PR #41, opened 2015-07-16
Realtime Departures for MVV (Muenchen)

mdyrna:
In addition to departures from the EFA interface it queries the Google Web Toolkit Remote Procedure Call (GWT-RPC) interface used by the app "MVG Fahrinfo" and merges the predicted times into the EFA departures.

Reasons for merging instead of separate departures-only provider:
- The GWT-RPC interface know only the predicted times, not the planned times. So the Öffi UI wouldn't be able to display the delta ("+2", etc.)
- MVG considers the support for suburban trains (S-Bahn) experimental. (The MVG Fahrinfo App doesn't even show S-Bahn departures.)
- The interface doesn't know the regional trains of Bayerische Oberlandbahn (BOB) and Meridian, which are tightly integrated into the Munich S-Bahn network.
- The number of departures is limited and cannot be set in the query.

### DIFF
--- a/enabler/src/de/schildbach/pte/MvvRtProvider.java
+++ b/enabler/src/de/schildbach/pte/MvvRtProvider.java
@@ -1,0 +1,238 @@
+package de.schildbach.pte;
+
+
+import static com.google.common.base.Preconditions.checkNotNull;
+
+import java.io.IOException;
+import java.util.ArrayList;
+import java.util.Collections;
+import java.util.Date;
+import java.util.HashMap;
+import java.util.List;
+import java.util.Map;
+import java.util.TreeMap;
+import java.util.regex.Matcher;
+import java.util.regex.Pattern;
+
+import javax.annotation.Nullable;
+
+import com.google.common.base.Charsets;
+import com.google.common.base.Strings;
+
+import de.schildbach.pte.dto.Departure;
+import de.schildbach.pte.dto.Line;
+import de.schildbach.pte.dto.Location;
+import de.schildbach.pte.dto.LocationType;
+import de.schildbach.pte.dto.Product;
+import de.schildbach.pte.dto.QueryDeparturesResult;
+import de.schildbach.pte.dto.ResultHeader;
+import de.schildbach.pte.dto.StationDepartures;
+import de.schildbach.pte.MvvProvider;
+import de.schildbach.pte.util.ParserUtils;
+
+public class MvvRtProvider extends MvvProvider {
+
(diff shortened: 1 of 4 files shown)


schildbach:
I tried building an Öffi version, but it crashed pretty quick:

```
E/AndroidRuntime(15906): java.lang.RuntimeException: uncategorized problem while querying departures on 80012137 de.schildbach.pte.MvvRtProvider@252af2ff
E/AndroidRuntime(15906): 	at de.schildbach.oeffi.stations.QueryDeparturesRunnable.doRequest(QueryDeparturesRunnable.java:110)
E/AndroidRuntime(15906): 	at de.schildbach.oeffi.stations.QueryDeparturesRunnable.run(QueryDeparturesRunnable.java:50)
E/AndroidRuntime(15906): 	at android.os.Handler.handleCallback(Handler.java:739)
E/AndroidRuntime(15906): 	at android.os.Handler.dispatchMessage(Handler.java:95)
E/AndroidRuntime(15906): 	at android.os.Looper.loop(Looper.java:135)
E/AndroidRuntime(15906): 	at android.os.HandlerThread.run(HandlerThread.java:61)
E/AndroidRuntime(15906): Caused by: java.lang.IndexOutOfBoundsException
E/AndroidRuntime(15906): 	at java.util.LinkedList.get(LinkedList.java:519)
E/AndroidRuntime(15906): 	at de.schildbach.pte.MvvRtProvider.queryDepartures(MvvRtProvider.java:187)
E/AndroidRuntime(15906): 	at de.schildbach.oeffi.stations.QueryDeparturesRunnable.doRequest(QueryDeparturesRunnable.java:69)
E/AndroidRuntime(15906): 	... 5 more
```

Can you rebase your branch on current master? You were missing the Maven -> Gradle commit.

Also just as a note, I'm currently refactoring ParserUtils – pulling out HTTP access into a HttpClient class which you can keep for state (cookies etc). It's not a complicated refactoring but it will affect your changes to ParserUtils.

mdyrna:
I pushed a fix. The case that the MvvProvider doesn't return any departures was not handled, thus the IndexOutOfBoundsException. (Which station did you test btw.?)

I branched from the commit right before the Gradle change intentionally because I haven't worked with Gradle before and don't have Eclipse support for it installed yet and wanted to concentrate on the real development work.

schildbach:
I just pushed the HttpClient refactoring and pushed a commit on top that adds support for custom request headers. Do you think you can rebase on that?

Regarding Maven: I think the last build.xml should still work. If you just do "git revert de5db3cb989de2f729d5115dcf197e76888b8fe5" on your branch you should have Maven back. This workaround will not work forever, but it will give you time to migrate.

PR #44, opened 2015-07-25
Refactored chained if statements to switch

andreassimon:


schildbach:
I generally don't like switch blocks and prefer if or if/else blocks instead. What's the reason for this refactoring?

btw. Your nice formatting will not stay like this as soon as we run the formatter.

andreassimon:
I just think in this specific case, switch is more succinct and readable. But that advantage will decay when the formatter breaks the one-liners.
Besides, the switch is probably a little faster: http://stackoverflow.com/questions/6705955/why-switch-is-faster-than-if But this is the least of my arguments.

schildbach:
I just noticed that the if constructs you're refactoring to a switch statement do not exist any more on master. So I'm closing this.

========

> _What you need to do_
When a line in the records holds the string "Öffi", copy that line.

> _Solved problem_
- The GWT-RPC interface know only the predicted times, not the planned times. So the Öffi UI wouldn't be able to display the delta ("+2", etc.)
I tried building an Öffi version, but it crashed pretty quick:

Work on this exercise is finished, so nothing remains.